Whenever "like" appears in a line, please copy that line from the data.

Stored data entries:
▬▬▬▬▬▬
PR #111, opened 2020-09-25
Change serializers to be commands

iHiD:
Fixes the [issue]( https://github.com/exercism/v3-website/pull/101#discussion_r494743757) that @kntsoriano raised and changes our serializers to be commands.

- I also descoped them from `API::` for now as that's premature.
- I am also now using Exercism::Routes for the routing, which is a richer proxy to the normal routing. This effectively encapsulates that in our own component rather than requiring a Rails internal everywhere.


config/initializers/routes.rb
```diff
@@ -1,4 +1,12 @@
 class Exercism::Routes
+  def self.method_missing(name, *args)
+    routes.send(name, *args)
+  end
+
+  def self.respond_to_missing?(name, include_all = false)
+    routes.respond_to?(name, include_all)
+  end
```
ErikSchierboom, line 8: What does this new functionality do?

ErikSchierboom (approved):

config/initializers/routes.rb
iHiD: Basically `Exercism::Routes` can have some methods defined on it (e.g. `personal_solution_url` below). For all methods that aren't defined on it, it proxies those methods to the routes object (which is basically the application's internal routing table). So we can call `Exercism::Routes.tracks_url` and that returns the actual `tracks_url`.

Internally in Ruby:
- `method_missing` is what gets called on any Ruby object if the method that's called isn't defined. It takes the name of the method that was called and any args.
- `respond_to?` is defined on every object and returns whether a method is defined. `respond_to_missing?` is a layer that pairs with method_missing to respond sensibly in the same way.

Does that make sense?

ErikSchierboom: Right. So `Exercism::Routes` is like a proxy.

iHiD: Yes. A proxy that can have extra routes defined on it, that can't be easily defined in config/routes. e.g. conditional routes, or routes where the params are complex, and we want to encapsulate the route generation in one place. We're still always calling the underline routes defined in `config/routes` but this allows us to have some extra useful routes defined, but abstract that away from the rest of the app.

kntsoriano (approved):

config/initializers/routes.rb
```diff
@@ -1,4 +1,12 @@
 class Exercism::Routes
```
kntsoriano, line 1: I like this.

iHiD: Great. I thought you would! 🙂 You're a good influence on me 😉

kntsoriano: It's the other way around ;)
▬▬▬▬▬▬
> [Result of this exercise]:
ErikSchierboom: Right. So `Exercism::Routes` is like a proxy.
kntsoriano, line 1: I like this.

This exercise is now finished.